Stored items
+++++

PR #302, opened 2026-07-19
docs(#279): document how to update and re-pin the vendored htmx

SeoyunL:
Closes #279

## What

Documents how to update the vendored htmx and re-pin its integrity hash, in a new
`docs/vendored-assets.md`, plus a one-line link from README's Contributing section.

**Documentation only — no changes under `verinote/**` or `tests/**`.** Actually
bumping htmx is deliberately out of scope (see Follow-ups).

## Why the document centres on two lines

The integrity check is not an SRI attribute, a checksum file, or a manifest. It is
a single test constant, `HTMX_SHA256` in `tests/test_base_template_assets.py`, and
the only record of *which* version is vendored is the `# Source:` comment directly
above it. So an update has to change **both of those lines together**, and that is
what the procedure is built around.

**The trap in the same file:** its module docstring also mentions `2.0.3`, but that
is the #219 regression narrative recording what base.html loaded *before* vendoring.
It must not be updated — rewriting it would assert that base.html once loaded a
version it never loaded, destroying the explanation of why the guards exist. The
document quotes it verbatim and says to leave it alone.

**The `/releases/latest` trap:** htmx marks its prereleases with `prerelease: false`,
so the API returns `v4.0.0-beta5` as "latest" (measured against the API on
2026-07-20). Version selection therefore comes *before* the fetch step, so a
maintainer reading top-to-bottom meets the warning before overwriting anything.

The procedure covers: choosing the version, fetching the release artefact,
cross-checking the bytes against an independent mirror, updating the pin, verifying,
manual UI check, and committing bytes and pin as one commit. Rollback instructions
are included at both points where the procedure can abort with an unverified blob
already on disk. Cadence and the signals to watch (releases, GitHub Advisory,
`htmx.org` npm advisory, plus a quarterly manual pass) are covered.

## Verification

Every command in the document was executed, not just written:

- GitHub release asset, unpkg, and jsDelivr are byte-identical for 2.0.3, all
  reproducing the pinned `491955cd…784e`.
- The procedure generalises to v2.0.9 (the newest stable 2.x).
- The rollback command actually restores: the vendored file was dirtied, then
  `git checkout --` returned it to the pinned digest and a clean status.
- `1229 passed`, `ruff check .` clean.

## Review history

Eight findings from two review rounds plus an architect critique are folded in.
The most significant: the first draft asserted that grepping the repository for a
version number "will find nothing else", which was **false** — there is a second
`2.0.3` in the same test file's docstring. Left in, it would have led a reader to
[...]

PR #318, opened 2026-07-20
build(#306): update vendored htmx from 2.0.3 to 2.0.9

### LINKED ISSUE #306: build: vendored htmx 를 2.0.3 → 2.0.9 로 갱신 (#279 절차 첫 적용)
vendored htmx 가 **2.0.3** 인데 안정 2.x 는 이미 **2.0.9** 다 (2.0.4~2.0.9, 6 릴리스 뒤처짐). PR #302 가 문서화한 갱신 절차를 실제로 한 번 돌리는 작업이다.

## 절차

`docs/vendored-assets.md` 의 5단계를 그대로 따르면 된다. 요지:

1. **버전 선정** — `/releases/latest` 를 믿지 마라. htmx 는 프리릴리스에도 `prerelease: false` 를 달아서 오늘 기준 `v4.0.0-beta5` 를 반환한다. 태그 목록에서 2.x 안정 최신을 직접 골라야 한다.
2. 취득 → 독립 대조(GitHub release asset / unpkg 바이트 동일 확인) → `HTMX_SHA256` 과 바로 위 `# Source:` 주석을 **함께** 갱신 → `pytest` → 수동 UI 확인.
3. **바이트와 해시 갱신은 한 커밋에.** 쪼개면 중간 리비전이 red 라 `git bisect` 가 false failure 를 얻는다.

## 주의

`tests/test_base_template_assets.py` 상단 docstring 의 `2.0.3` 은 vendoring **이전** 상태를 기록한 #219 회귀 서사다. **갱신하지 마라.** 갱신하면 "base.html 이 한 번도 로드한 적 없는 버전을 로드했었다"는 문장이 되어 그 테스트의 존재 이유가 무너진다.

## 범위

`verinote/web/static/htmx.min.js` + `tests/test_base_template_assets.py`. 메이저 라인을 넘지 않으므로 템플릿 변경은 없어야 한다.

Refs #279, #219

SeoyunL:
Updates the vendored htmx from 2.0.3 to 2.0.9, following the 5-step procedure in
`docs/vendored-assets.md`. This is the procedure's first real application.

> **Merge order: #302 first.** That procedure document is still unmerged — PR #302 is
> open, so `docs/vendored-assets.md` exists neither on `origin/main` nor on this branch.
> The two PRs touch disjoint files and do not conflict, but "first application of the
> #279 procedure" only reads as true once #302 has landed.

Two files change. The vendored bytes and the pin that guards them move together in one
commit — splitting them would leave an intermediate revision where the hash test is red,
which would hand `git bisect` a false failure. A second, comment-only commit records why
the pin is 2.0.9.

- `verinote/web/static/htmx.min.js` — 50387 -> 51332 bytes
- `tests/test_base_template_assets.py` — the `# Source:` comment, `HTMX_SHA256`, and a
  comment recording the version choice

The `2.0.3` in that file's module docstring is left alone on purpose: it records the
pre-vendoring state that #219 fixed. Updating it would turn the docstring into a claim
that base.html once loaded a version it never loaded.

No template and no CSS changes. In particular `app.css` is untouched — see below.

## Why 2.0.9 and not 2.0.10

2.0.10 exists and is npm's `dist-tags.latest`. It was considered and deliberately not
taken, so nobody has to repeat the investigation. This is also recorded next to the pin
in `tests/test_base_template_assets.py`, so the reasoning travels with the code.

- **Decisive: 2.0.9 was not a preference, it was the only version the procedure admits.**
  Step 2 of #306 requires confirming identical bytes from the GitHub release asset *and*
  unpkg. Neither `v2.0.10` nor `v2.0.8` has a GitHub Release — `releases/tags/v2.0.10`
  returns 404 — so the mandated two-source comparison cannot be performed against them
  at all.
- 2.0.10 carries exactly two changes, both inert here. It restores TypeScript type
  definitions, and we vendor only the `min.js` bytes. And it wraps a settle lookup in
  `CSS.escape()`; `schema.sql:99` declares `id INTEGER PRIMARY KEY`, so a selector like
  `#fact-123` is always CSS-safe.
- It is not a security patch.

## Supply-chain verification

The 2.0.9 bytes were fetched from three independent publishers and are byte-identical.
The comparison was then re-run independently during review and reproduced the same digest:

| Publisher | SHA256 | Bytes |
|---|---|---|
| GitHub release asset | `57d9191515339922bd1356d7b2d80b1ee3b29f1b3a2c65a078bb8b2e8fd9ae5f` | 51332 |
| unpkg | `57d9191515339922bd1356d7b2d80b1ee3b29f1b3a2c65a078bb8b2e8fd9ae5f` | 51332 |
| jsDelivr | `57d9191515339922bd1356d7b2d80b1ee3b29f1b3a2c65a078bb8b2e8fd9ae5f` | 51332 |

The installed file was re-hashed after the copy and matches. `version:"2.0.9"` is present
in the payload, and the `/static` mount was confirmed to serve bytes identical to the file
on disk (the existing test only asserts 200 plus a JS content-type).

## Upstream changes that touch verinote

verinote uses eight `hx-*` attributes: `hx-get`, `hx-post`, `hx-target`, `hx-swap`,
`hx-select`, `hx-trigger`, `hx-indicator`, `hx-disabled-elt`. A repo-wide search finds no
use of `hx-boost`, `hx-push-url`, `hx-history`, `HX-Location`, `hx-on`, `hx-sync`,
`hx-swap-oob`, `hx-vals`, `hx-confirm`, `htmx.ajax`, or `HX-Redirect`, so the 2.0.4
`htmx.ajax` retarget, the 2.0.5 history/sessionStorage move, the 2.0.8 `hx-sync` and
Shadow DOM work, and the 2.0.9 `HX-Location` replace all land on unused surface.

Response headers are a second contact axis, and verinote does use one: `app.py:383` emits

+++++

Task details
Your task is to reproduce exactly the lines that begin at the line containing "retarget, the 2.0.5" and end at the final line of the data above.

Response to the task
`htmx.ajax` retarget, the 2.0.5 history/sessionStorage move, the 2.0.8 `hx-sync` and
Shadow DOM work, and the 2.0.9 `HX-Location` replace all land on unused surface.

Response headers are a second contact axis, and verinote does use one: `app.py:383` emits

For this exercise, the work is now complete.